Mutombo was one of 27 Thompson players chosen in the NBA draft and one of eight taken in the first round. More impressively, he is one of 76, out of 78, who stayed four years and received their degrees from Georgetown -- a 97 percent graduation rate.

Still, when Thompson twice walked off the Capital Centre court to protest the use of standardized test scores to determine freshman athletic eligibility, critics dismissed his position as an effort to ensure his ability to liberally recruit from the inner city.

"Everything I said or did, people interpreted it was for an athletic reason," Thompson said. "Sometimes they were right, but a hell of a lot of times they were not. Every breath I took -- as the song said, 'Every Move I Make' -- didn't relate to winning a basketball game. Or my life would have been very shallow."

In December, during a kickoff dinner for the 100th anniversary of Georgetown basketball at the Great Falls home of Georgetown alumnus and Washington Capitals owner Ted Leonsis, Thompson thanked the university for having his back when it was unpopular to have a socially conscious, loud and large black man as its coach.

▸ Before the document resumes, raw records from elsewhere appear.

PR #4040, opened 2024-05-04
Correct an error in RFC 6979 ECDSA

randombit:
The RFC 6979 mode of ECDSA invoked using the shifted/truncated hash, without reducing modulo the group order. See Section 2.3.4 of RFC 6979 for the definition.

Unfortunately this situation is missed by the official RFC 6979 tests, and for other curves we simply generated the test vectors ourselves, which replicated the error.

DSA always reduced correctly.

This doesn't affect interop or security. However the current tests trip up an alternate (future) implementation of ECDSA where all of the variables used in the computation are held in integers which are strictly bounded modulo the group order, rather than generic BigInts.

The second commit fixes an only slightly related issue, namely that we accepted EC private keys larger than the order. They would effectively be reduced modulo the order during computations. There is no reason to support this. Unfortunately some tests actually did this, particularly the Brainpool RFC 6979 tests.


randombit:
Going to merge this now since test failures are blocking other work and I'm trying to avoid a too high tower of PR dependencies.

FYI @reneme tagging this in case it has relevance to your BSI documentation

src/lib/pubkey/ecdsa/ecdsa.cpp
```diff
@@ -158,7 +158,7 @@ AlgorithmIdentifier ECDSA_Signature_Operation::algorithm_identifier() const {
 secure_vector<uint8_t> ECDSA_Signature_Operation::raw_sign(const uint8_t msg[],
                                                            size_t msg_len,
                                                            RandomNumberGenerator& rng) {
-   BigInt m = BigInt::from_bytes_with_max_bits(msg, msg_len, m_group.get_order_bits());
+   BigInt m = m_group.mod_order(BigInt::from_bytes_with_max_bits(msg, msg_len, m_group.get_order_bits()));
```
FAlbertDev, line 161: I looks like the `m_group.mod_order` below in line 179 can be removed with this change. 
```cpp
// Line 179
m = m_group.multiply_mod_order(m_b, m_group.mod_order(m));
```

FAlbertDev (commented):
Nice, LGTM! Sorry for the late review.

PR #4045, opened 2024-05-08
During X509 path validation, return immediately if a signature is invalid

randombit:
The remainder of path validation logic is still subject to attacker controlled inputs, but the range of inputs is reduced to that which a legitimate certificate authority was willing to sign.


FAlbertDev (approved):
LGTM. I agree that checking the signature chain first is very sensible.

Issue #3877, opened 2024-01-08
Future TPM support


securitykernel:
The [ToDo list](https://github.com/randombit/botan/blob/eb8384c1af5ec48d311542f8e8252546d145e8f4/doc/dev_ref/todo.rst) currently lists this for TPM support:

* Better TPM support: NVRAM, PCR measurements, sealing
* Add support for TPM 2.0 hardware

Is the first one still desired? Given that TPM 1.2 standard was first released in 2003 and superseded by TPM 2.0 in 2014, I'd suggest to deprecate TPM 1.2 support for removal in 4.0 and add basic TPM 2.0 support as a replacement (if still desired).

reneme:
## Current Status

TPM 1.2 is deprecated as of https://github.com/randombit/botan/commit/90001378a0f2484731b99526f0b7ed89b6b33f44. @atreiber94 and me will work on (limited) TPM 2.0 support.

## Work Items

* [ ] Set up a test environment for CI (based on [the TPM simulator](https://github.com/tpm2-software/tpm2-software-container/blob/master/ubuntu-20.04.docker.m4))
* [ ] TPM-based **random number generator**
* [ ] Support **asymmetric crypto** (aka. TPM keypair)
* [ ] **FFI** support
* [ ] **Python** bindings

reneme:
The pull requests merged so far (slated for release with Botan 3.6.0) provide limited support to create and use TPM-hosted keys (both RSA and ECDSA), as well as an interface to the TPM's random number generator. Also, a feature-complete "crypto backend" (requires TSS 4.x) was added. With that, the underlying TSS can utilize Botan's crypto algorithms for securely communicating with the TPM.

Below there's a list of current limitations (adapted from https://github.com/randombit/botan/pull/4337) that may stand as an (incomplete) list of TODOs. Currently we don't have immediate plans to tackle any of those, but that may change. Therefore, this ticket is not assigned to any release milestone for the time being.

* Configuration of key pair properties on creation (perhaps based on [#4318](https://github.com/randombit/botan/pull/4318))
  * Restrict key usage (sign vs. X.509 certification vs. verify)
  * Restrict signature schemes (e.g. signing only with PSS)
  * Duplicatability ("fixed to TPM", "fixed to parent key")
  * Usage restrictions
  * Hierarchies (currently only "Owner")
  * Primary and/or Derived Keys (currently only "Ordinary" Keys)
  * ...
* Sessions
  * Audit sessions
  * Policy sessions
[...]

PR #4050, opened 2024-05-11
Improve notification and documentation of deprecated features

randombit:
In #3910 we introduced a nice way of marking specific modules as deprecated. However this change did not set the lifecycles of any specific modules.

Additionally, officially deprecate the TPM support which is pretty obsolete and these days not well tested. (GH #3877)


reneme (approved):
Perhaps Dilithium AES may also go on this list. Same argument as with Kyber 90s.

PR #4058, opened 2024-05-14
Add a much faster IPv4 dotted quad parser

randombit:


src/lib/utils/parsing.cpp
```diff
@@ -153,36 +153,70 @@ std::string string_join(const std::vector<std::string>& strs, char delim) {
...
+         accum = 0;
+      } else if(c >= '0' && c <= '9') {
+         const auto d = static_cast<uint8_t>(c - '0');
 
-   for(auto part = parts.begin(); part != parts.end(); ++part) {
-      uint32_t octet = to_u32bit(*part);
+         // prohibit leading zero in quad
+         if(d == 0 && accum == 0) {
+            return {};
+         }
```
FAlbertDev, line 185: Currently, a zero quad is not possible. E.g. something like "127.0.0.1" would fail.

FAlbertDev (approved):

src/lib/utils/parsing.cpp
randombit: Nice catch. Added a test suite and extended the fuzzer. Also did an offline exhaustive test for all possible 32 bit addresses that string_to_ipv4 and ipv4_to_string round trip correctly.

"I was able to be who I was," Thompson said. "The fact that they didn't impose their will and desire on me to be homogenized or step in line with things that were not controversial, to be the black person they wanted me to be. . . . I couldn't have been what I was unless my university permitted me to be that."

'Big John Didn't Change'

Certainly no one is asking Thompson today to be anything other than what he is, though some speculate on how much, if at all, that person has changed. Ronny Thompson, for one, does not view his father as a suddenly mellowed man.

"I think we as a society have become more accepting of some things, where someone like my dad may be more tolerated than before," Ronny said.

Said Mutombo: "Maybe you think Big John has softened up. I don't know, Big John is still Big John. Generations changed; Big John didn't change."